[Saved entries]
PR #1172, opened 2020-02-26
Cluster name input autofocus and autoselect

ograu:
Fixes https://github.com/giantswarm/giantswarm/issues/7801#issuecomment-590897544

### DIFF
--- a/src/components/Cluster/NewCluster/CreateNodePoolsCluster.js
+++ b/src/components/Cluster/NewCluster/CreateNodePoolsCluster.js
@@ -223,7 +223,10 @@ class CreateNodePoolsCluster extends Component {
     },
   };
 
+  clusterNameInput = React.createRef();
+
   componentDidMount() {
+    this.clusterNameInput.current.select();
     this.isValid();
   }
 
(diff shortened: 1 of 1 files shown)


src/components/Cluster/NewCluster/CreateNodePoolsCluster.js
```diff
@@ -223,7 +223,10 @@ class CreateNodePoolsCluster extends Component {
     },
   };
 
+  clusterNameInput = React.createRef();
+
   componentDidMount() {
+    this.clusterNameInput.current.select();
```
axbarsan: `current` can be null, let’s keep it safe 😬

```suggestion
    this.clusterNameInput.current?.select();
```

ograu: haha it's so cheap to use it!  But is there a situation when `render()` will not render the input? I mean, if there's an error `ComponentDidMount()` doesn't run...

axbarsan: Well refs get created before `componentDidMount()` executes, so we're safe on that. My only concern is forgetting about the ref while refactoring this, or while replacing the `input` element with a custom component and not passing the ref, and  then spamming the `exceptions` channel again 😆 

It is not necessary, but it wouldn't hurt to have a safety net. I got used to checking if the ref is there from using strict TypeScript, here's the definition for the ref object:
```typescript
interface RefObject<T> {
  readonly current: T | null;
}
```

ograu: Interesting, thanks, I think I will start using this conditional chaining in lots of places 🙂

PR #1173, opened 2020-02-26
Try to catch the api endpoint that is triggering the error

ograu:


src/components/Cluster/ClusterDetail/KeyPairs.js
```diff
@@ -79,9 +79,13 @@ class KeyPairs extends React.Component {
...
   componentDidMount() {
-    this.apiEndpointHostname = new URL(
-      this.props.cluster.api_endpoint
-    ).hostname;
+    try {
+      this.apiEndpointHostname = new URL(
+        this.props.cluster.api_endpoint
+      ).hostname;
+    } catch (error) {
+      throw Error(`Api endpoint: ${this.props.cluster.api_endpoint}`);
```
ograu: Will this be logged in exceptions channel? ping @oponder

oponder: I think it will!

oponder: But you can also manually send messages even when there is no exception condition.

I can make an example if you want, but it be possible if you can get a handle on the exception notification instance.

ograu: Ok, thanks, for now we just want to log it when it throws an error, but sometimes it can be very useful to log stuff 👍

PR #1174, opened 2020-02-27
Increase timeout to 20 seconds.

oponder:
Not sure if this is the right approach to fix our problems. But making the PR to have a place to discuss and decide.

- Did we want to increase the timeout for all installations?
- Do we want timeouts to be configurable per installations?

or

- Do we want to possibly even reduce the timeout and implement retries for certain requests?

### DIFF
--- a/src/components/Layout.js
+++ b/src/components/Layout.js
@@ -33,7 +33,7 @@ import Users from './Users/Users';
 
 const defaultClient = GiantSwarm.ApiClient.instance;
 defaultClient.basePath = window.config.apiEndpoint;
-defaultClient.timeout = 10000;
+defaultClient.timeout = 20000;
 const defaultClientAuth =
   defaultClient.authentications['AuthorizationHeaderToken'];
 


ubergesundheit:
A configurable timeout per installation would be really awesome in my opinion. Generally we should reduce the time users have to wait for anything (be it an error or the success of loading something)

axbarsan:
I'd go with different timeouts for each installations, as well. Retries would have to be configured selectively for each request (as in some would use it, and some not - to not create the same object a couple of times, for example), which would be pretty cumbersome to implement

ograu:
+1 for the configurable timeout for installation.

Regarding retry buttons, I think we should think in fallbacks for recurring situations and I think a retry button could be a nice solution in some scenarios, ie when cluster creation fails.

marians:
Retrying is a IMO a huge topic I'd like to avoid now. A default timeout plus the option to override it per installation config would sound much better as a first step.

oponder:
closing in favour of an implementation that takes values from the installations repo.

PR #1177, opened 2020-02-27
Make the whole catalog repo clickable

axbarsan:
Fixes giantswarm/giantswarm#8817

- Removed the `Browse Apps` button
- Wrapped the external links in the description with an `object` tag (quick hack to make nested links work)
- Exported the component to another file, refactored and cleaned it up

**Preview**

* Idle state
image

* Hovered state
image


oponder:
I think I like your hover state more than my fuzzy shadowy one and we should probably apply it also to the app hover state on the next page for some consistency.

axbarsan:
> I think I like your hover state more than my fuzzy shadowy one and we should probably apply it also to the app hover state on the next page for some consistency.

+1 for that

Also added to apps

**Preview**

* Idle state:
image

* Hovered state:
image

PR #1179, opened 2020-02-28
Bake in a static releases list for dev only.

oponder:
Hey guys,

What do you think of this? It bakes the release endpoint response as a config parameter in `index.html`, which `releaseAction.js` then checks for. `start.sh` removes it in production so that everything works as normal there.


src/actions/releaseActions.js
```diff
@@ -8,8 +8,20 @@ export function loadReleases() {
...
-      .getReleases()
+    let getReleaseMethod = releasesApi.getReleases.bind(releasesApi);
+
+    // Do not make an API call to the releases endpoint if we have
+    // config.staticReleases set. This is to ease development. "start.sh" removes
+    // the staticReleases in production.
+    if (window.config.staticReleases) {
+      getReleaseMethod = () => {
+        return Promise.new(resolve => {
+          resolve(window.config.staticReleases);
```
==
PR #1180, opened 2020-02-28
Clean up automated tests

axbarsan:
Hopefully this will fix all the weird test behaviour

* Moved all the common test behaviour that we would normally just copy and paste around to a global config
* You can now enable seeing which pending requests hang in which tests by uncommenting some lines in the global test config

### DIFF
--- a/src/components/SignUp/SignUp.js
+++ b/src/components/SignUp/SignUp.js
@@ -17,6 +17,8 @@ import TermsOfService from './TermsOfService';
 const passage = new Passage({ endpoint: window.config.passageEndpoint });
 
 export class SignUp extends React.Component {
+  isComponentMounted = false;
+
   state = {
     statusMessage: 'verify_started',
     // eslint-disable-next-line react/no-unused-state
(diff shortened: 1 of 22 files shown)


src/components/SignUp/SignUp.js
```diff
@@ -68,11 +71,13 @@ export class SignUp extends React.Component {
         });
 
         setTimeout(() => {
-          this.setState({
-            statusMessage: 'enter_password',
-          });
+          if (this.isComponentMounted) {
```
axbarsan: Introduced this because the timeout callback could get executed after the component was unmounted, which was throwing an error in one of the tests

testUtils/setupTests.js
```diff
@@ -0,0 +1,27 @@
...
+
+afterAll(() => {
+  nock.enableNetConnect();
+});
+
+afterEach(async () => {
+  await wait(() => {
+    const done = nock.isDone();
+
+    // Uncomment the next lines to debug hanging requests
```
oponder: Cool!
* * *
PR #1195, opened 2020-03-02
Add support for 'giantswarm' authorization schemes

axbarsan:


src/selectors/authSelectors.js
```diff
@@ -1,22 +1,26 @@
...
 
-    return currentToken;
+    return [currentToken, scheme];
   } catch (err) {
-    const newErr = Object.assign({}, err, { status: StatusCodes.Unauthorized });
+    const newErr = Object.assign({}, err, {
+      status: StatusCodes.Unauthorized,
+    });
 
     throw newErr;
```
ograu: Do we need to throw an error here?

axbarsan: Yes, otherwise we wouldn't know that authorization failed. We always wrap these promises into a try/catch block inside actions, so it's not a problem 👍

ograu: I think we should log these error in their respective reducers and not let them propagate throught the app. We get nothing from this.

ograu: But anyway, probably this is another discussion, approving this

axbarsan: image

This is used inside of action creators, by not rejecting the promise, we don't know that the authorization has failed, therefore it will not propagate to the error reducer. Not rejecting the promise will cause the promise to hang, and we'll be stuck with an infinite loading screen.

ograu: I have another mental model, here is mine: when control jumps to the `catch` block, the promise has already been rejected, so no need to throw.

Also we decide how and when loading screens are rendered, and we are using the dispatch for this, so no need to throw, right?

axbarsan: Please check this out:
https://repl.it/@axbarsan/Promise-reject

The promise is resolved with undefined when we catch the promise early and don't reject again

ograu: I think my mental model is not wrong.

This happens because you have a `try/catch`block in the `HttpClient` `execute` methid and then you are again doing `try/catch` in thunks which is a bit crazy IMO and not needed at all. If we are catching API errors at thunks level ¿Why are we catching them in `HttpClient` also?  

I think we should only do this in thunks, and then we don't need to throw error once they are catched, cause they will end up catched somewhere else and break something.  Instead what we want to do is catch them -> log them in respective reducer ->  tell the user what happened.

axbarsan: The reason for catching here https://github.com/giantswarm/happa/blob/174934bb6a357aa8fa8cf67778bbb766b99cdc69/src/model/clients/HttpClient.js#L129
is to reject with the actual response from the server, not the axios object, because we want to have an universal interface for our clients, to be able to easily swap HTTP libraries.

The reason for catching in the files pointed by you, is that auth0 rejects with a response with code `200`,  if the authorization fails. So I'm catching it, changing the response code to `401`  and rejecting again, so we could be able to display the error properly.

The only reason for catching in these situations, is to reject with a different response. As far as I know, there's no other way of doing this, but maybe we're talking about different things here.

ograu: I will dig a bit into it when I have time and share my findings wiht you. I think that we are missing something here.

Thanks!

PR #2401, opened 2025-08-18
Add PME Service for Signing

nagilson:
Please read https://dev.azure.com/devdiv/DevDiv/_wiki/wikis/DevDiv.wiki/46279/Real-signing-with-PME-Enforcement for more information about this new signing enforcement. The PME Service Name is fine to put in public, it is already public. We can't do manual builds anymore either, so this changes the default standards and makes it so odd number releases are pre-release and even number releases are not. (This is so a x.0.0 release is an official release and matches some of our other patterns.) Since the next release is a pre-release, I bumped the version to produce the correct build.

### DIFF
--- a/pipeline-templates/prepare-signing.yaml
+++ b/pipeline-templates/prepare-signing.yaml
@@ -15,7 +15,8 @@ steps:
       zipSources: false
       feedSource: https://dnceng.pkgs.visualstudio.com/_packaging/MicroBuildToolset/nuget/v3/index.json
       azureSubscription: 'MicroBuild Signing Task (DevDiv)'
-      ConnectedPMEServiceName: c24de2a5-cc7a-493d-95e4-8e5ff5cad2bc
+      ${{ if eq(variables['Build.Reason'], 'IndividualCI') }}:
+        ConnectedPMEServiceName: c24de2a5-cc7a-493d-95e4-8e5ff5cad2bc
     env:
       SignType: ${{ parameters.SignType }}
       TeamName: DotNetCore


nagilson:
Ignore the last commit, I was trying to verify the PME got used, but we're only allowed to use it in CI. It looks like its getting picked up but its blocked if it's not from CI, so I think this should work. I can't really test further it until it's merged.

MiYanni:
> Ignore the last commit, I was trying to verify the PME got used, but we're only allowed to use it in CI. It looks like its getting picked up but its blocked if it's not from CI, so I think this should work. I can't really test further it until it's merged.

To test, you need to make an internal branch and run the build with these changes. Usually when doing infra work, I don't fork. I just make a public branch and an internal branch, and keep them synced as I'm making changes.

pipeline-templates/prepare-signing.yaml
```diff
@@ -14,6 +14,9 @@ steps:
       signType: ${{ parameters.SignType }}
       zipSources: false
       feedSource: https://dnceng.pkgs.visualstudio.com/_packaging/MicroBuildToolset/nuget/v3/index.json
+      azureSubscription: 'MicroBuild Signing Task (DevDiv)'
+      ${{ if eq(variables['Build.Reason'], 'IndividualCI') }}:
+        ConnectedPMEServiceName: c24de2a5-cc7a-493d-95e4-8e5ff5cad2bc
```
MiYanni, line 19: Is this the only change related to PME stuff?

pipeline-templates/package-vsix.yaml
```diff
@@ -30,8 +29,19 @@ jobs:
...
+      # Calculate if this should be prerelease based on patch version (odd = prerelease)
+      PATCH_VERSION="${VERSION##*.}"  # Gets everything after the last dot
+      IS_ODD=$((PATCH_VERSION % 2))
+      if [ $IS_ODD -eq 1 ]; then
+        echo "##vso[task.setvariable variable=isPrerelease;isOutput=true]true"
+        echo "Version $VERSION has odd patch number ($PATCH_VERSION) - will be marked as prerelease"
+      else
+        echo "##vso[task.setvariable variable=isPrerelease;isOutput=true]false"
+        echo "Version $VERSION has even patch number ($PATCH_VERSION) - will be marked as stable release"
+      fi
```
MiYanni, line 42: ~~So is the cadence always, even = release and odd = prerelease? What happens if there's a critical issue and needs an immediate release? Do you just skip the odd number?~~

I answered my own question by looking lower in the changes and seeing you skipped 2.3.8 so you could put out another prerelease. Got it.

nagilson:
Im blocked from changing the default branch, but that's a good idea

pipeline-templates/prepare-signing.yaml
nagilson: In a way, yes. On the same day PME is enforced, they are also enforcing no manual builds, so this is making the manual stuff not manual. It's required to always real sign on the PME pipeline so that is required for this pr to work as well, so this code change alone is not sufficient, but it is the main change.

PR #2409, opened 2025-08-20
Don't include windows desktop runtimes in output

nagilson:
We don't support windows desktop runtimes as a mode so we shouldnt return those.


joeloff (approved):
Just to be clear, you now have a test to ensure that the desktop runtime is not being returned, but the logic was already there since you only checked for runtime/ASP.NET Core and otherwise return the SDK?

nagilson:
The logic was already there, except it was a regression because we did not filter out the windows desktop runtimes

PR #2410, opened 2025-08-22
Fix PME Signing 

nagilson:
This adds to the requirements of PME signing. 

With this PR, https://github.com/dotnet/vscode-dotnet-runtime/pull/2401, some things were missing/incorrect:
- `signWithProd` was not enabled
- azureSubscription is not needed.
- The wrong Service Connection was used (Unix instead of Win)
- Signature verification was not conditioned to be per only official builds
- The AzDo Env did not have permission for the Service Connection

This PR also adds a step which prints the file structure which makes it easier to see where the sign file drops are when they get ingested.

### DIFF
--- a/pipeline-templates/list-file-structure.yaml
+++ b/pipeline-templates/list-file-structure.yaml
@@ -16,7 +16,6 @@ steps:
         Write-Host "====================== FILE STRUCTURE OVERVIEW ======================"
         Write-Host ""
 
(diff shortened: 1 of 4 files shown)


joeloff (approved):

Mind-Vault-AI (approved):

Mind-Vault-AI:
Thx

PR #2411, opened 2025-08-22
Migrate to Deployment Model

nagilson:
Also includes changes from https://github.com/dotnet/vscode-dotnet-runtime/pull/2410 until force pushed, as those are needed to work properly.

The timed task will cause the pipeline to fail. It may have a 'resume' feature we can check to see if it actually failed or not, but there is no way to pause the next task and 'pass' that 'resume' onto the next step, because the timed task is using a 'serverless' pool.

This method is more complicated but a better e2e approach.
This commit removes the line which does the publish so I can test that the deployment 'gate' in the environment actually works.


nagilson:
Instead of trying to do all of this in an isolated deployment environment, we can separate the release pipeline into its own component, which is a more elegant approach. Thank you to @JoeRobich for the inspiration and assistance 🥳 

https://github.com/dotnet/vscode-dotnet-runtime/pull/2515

> Required work
Work out how many lines in the records hold the word "wouldn", and answer with that number alone.

> Solution to this task
2